We tend to think of hearing as a more straightforward sense than sight. There are so many well-known optical illusions that it;s not difficult to accept that the brain constructs a visual chimera taht is its attempt at building an image from the various inputs it receives. Sound, though we ten to think as just, well ... sound. We assume that what we hear is what's out there. But again the incoming raw dara is subject to processing and manipulation by your brain.

In this video you can experience audible illusion yourself.

Experience the McGurk effect

McGurk effect

McGurk effect is a perceptual phenomenon that demonstrates an interaction between hearing and vision in speech perception. We witness this occurance when sound we hear is visualized by for example - talking mouth. If visualizations do not cross with up-coming sound our brain generates the best interpretation of these two. But if sound we hear contradicts with things we see things get little dizzy. Or in other words, our brain selects sight as more reliable information and changes the sound we hear so that it could fit the visualization.

If you want to experience McGurk effect, do as following:

  1. Watch video on the right (all 4 seconds look at man's mouth)
  2. Watch it again but this time try to understand what is this man repeating (still looking at his mouth)
  3. Close your eyes, watch the video again concentrating on the sound.
  4. You should hear different syllables with your eyes closed.

Some times some people can't experience McGurk effect. It's usually because of two reasons:

  • inborn disorder
  • too much time spent watching dubbed movies.
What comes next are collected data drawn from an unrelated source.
PR #130, opened 2022-12-07
bricks/_common/micropython: Fix program stop message.

laurensvalk:
This avoids mentioning the stop button so that it is correct for all SystemExit or SystemAbort exceptions.

Fixes https://github.com/pybricks/support/issues/836


dlech:
Might want to sleep on it to see if there is any other considerations we didn't think of, but this looks good to me.

laurensvalk:
Processing PRs is the new counting sheep :smile:

laurensvalk:
It shouldn't be worse than the existing variant, so I'll merge it.

PR #133, opened 2022-12-26
Fixes gyro read using the wrong scaling and data indices for IMU data (angular_rate)

CasperClarke:
The code found here:
https://github.com/pybricks/pybricks-micropython/blob/af76eecd6bfaff97c9e6435ed16d4bc97b9a946e/lib/pbio/drv/imu/imu_lsm6ds3tr_c_stm32.c#L283-L298
is sourcing both the accel and gyro values from the same source.

The original code was using the accel scaling and the data from the accelerometer, indices 0-2, while the gyro data is stored in indices 3-5 as notated here:
[pybricks-micropython/lib/pbi](https://github.com/pybricks/pybricks-micropython/blob/af76eecd6bfaff97c9e6435ed16d4bc97b9a946e/lib/pbio/drv/imu/imu_lsm6ds3tr_c_stm32.c#L240-L246)

This fork fixes the angular_rate function for all hubs to return the correct value in deg/s

### DIFF
--- a/CHANGELOG.md
+++ b/CHANGELOG.md
@@ -4,6 +4,11 @@
 
 ## [Unreleased]
 
+### Fixed
+- Fixed `imu.angular_velocity` returning the values of `imu.acceleration`.
+
+[support#885]: https://github.com/pybricks/support/issues/885
+
 ## [3.2.0] - 2022-12-20
 
 ### Changed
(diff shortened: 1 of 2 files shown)


laurensvalk:
Thanks! This was accidentally changed recently in https://github.com/pybricks/pybricks-micropython/commit/af76eecd6bfaff97c9e6435ed16d4bc97b9a946e.

PR #135, opened 2022-12-28
Adds Mahony filter based IMU orientation estimation.

CasperClarke:
This branch adds a Mahony filter that processes the gyro and accelerometer data to create a quaternion estimation of the hub's rotation.
 
This branch adds a few python bindings in order to read the heading of the vehicle, and its rotation quaternion, calibrate the gyro and modify the Mahony filter gains. 

This branch also modifies the existing function that made use of the accelerometer to determine the pitch and roll of the hub. 
Now the IMU estimation is used for the tilt function. 

Over the span of 30 minutes, a drift of 0.5 degrees was observed with a good calibration of the gyro bias on a technichub. 

The axis of roll and pitch and heading need to be validated, I expect they may be inverted from the intended direction (CCW Positive). 

Another slight problem: If the start gyro calibration function is started and the program is then ended, it will continue running until the stop gyro calibration function is called. This could result in unintended behavior if a program has a start calibration and does not have a matching stop gyro calibration. 

This is a side effect of the code being run beneath the python interpreter, the code running the gyro estimation does not stop between runs of python programs. This also has the beneficial side effect of gyro calibration being stored until a power cycle occurs or it is overwritten.


laurensvalk:
Thanks for this contribution! It may take us a while to get back with feedback, but we will try to do so in the new year.

dlech:
Thanks again for the work on this. In the mean time, we've made some progress on implementing orientation estimation in a different way.

PR #138, opened 2023-01-10
pybricks/util_mp/pb_obj_helper: fix crash caused by PB_ATTRIBUTE_TABLE

dlech:
Using the key of the locals dict to store non-qstr info causes the builtin help() method to crash. Instead we can use the protocol slot to avoid the crash. The attr entry arrays are now zero terminated instead of storing the size (since the entries are < 32-bits we are not using any more space than we would if we stored the size somewhere else where it had to be 32-bit aligned).

Fixes: https://github.com/pybricks/support/issues/909


dlech:
bonus: also saves 100 bytes on move hub

laurensvalk:
Thanks. I just finished dinner and you've already fixed it :smile:

I'm not entirely sure the size savings will still hold for MicroPython 1.20 since we are now using an extra slot (protocol), but otherwise it looks good to me.

I still think that the table reference in the globals dict is fine, but hacking the size onto the MP_QSTRnull was probably optimizing it a bit too much indeed.

dlech:
> I'm not entirely sure the size savings will still hold for MicroPython 1.20 since we are now using an extra slot (protocol), but otherwise it looks good to me.

I think a slot is only one pointer vs. two pointers for a locals dict entry.

PR #140, opened 2023-02-01
pbio/drv/imu_lsm6ds3tr_c_stm32: Read gyro and acceleration in one pass.

laurensvalk:
This should further reduce overhead.

### DIFF
--- a/lib/pbio/drv/imu/imu_lsm6ds3tr_c_stm32.c
+++ b/lib/pbio/drv/imu/imu_lsm6ds3tr_c_stm32.c
@@ -208,10 +208,13 @@ static PT_THREAD(pbdrv_imu_lsm6ds3tr_c_stm32_init(struct pt *pt)) {
     /* Gyroscope - filtering chain */
     // PT_SPAWN(pt, &child, lsm6ds3tr_c_gy_band_pass_set(&child, ctx, LSM6DS3TR_C_HP_16mHz_LP1_LIGHT));
 
-    // configure interrupts
+    // Configure INT1 to trigger when new gyro data is ready.
     PT_SPAWN(pt, &child, lsm6ds3tr_c_pin_int1_route_set(&child, ctx, (lsm6ds3tr_c_int1_route_t) {
         .int1_drdy_g = 1,
     }));
+
+    // If we leave the default latched mode, sometimes we don't get the INT1 interrupt.
+    PT_SPAWN(pt, &child, lsm6ds3tr_c_data_ready_mode_set(&child, ctx, LSM6DS3TR_C_DRDY_PULSED));
 
     // Enable rounding mode so we can get gyro + accel in one read.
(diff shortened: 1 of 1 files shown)


laurensvalk:
When we do this, we technically shouldn't even need a process anymore.

We could just start reading on the pin1 interrupt, and do the memcpy on getting the read_complete interrupt.

I suppose error handing is easier with the process, let's keep an eye on whether the reset is still triggered a lot.

lib/pbio/drv/imu/imu_lsm6ds3tr_c_stm32.c
```diff
@@ -213,6 +213,9 @@ static PT_THREAD(pbdrv_imu_lsm6ds3tr_c_stm32_init(struct pt *pt)) {
         .int1_drdy_g = 1,
     }));
 
+    // Enable rounding mode so we can get gyro + accel in one read.
+    PT_SPAWN(pt, &child, lsm6ds3tr_c_rounding_mode_set(&child, ctx, LSM6DS3TR_C_ROUND_GY_XL));
```
dlech, line 217: This is not needed. We only read 12 bytes so we never hit the rounding point.

lib/pbio/drv/imu/imu_lsm6ds3tr_c_stm32.c
```diff
@@ -228,7 +231,7 @@ PROCESS_THREAD(pbdrv_imu_lsm6ds3tr_c_stm32_process, ev, data) {
     I2C_HandleTypeDef *hi2c = &imu_dev->hi2c;
 
     static struct pt child;
-    static uint8_t buf[6];
+    static uint8_t buf[12];
```
dlech, line 234: We are using 12 enough times we should probably introduce a `#define` for it.

lib/pbio/drv/imu/imu_lsm6ds3tr_c_stm32.c
dlech: Alternately to actually take advantage of this, we would need to use different I2C functions to write the register once outside of the loop and then read inside of the loop (`HAL_I2C_Master_Transmit_IT` and `HAL_I2C_Master_Receive_IT` or possibly `HAL_I2C_Master_Sequential_Receive_IT`?) and a goto after error recovery to write the register again.

laurensvalk: Or something like the note above with no loop at all?

dlech: Doing more in the interrupt handlers sounds dangerous to me. For example, if we call HAL functions from there, they may have (short) blocking busy loop waits that we don't know about. The less we do in interrupt handlers the better.

And I don't see how that would make using the rounding function work either.

dlech:
I went ahead and made the suggested changed and fixed some other unrelated issues.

Your brain gets used to ignoring the visualization of sound and only accepts sound you really hear without interpreting it.


Sounds we hear impact us greatly

Like sight, sound is much more than a simple source of information; it can powerfully influence our emotions. If there is a moment in a film that brings you close to tears it is liable to be the sudden swell in the music that trigers the emotional response. Even the absence of music can be effective in this way. If a drama makes heavy use of soundtrack, a sudden period of silence can build tenstion and add a feeling of real involvement.

Another example of the effect sound has on our emotions is when we fing a noise irritating. An irritating sound can dominate our senses. The most famous irritating noise is the sound produced by draggins your fingernails over a blackboard or slate. Analysis showed thats it's not the high frequencies that make the sound so distinctive. It has been suggested that the sound of fingernails on a blackboard might be similar to a pre-human warning cry, or the call of some long-forgotten predator.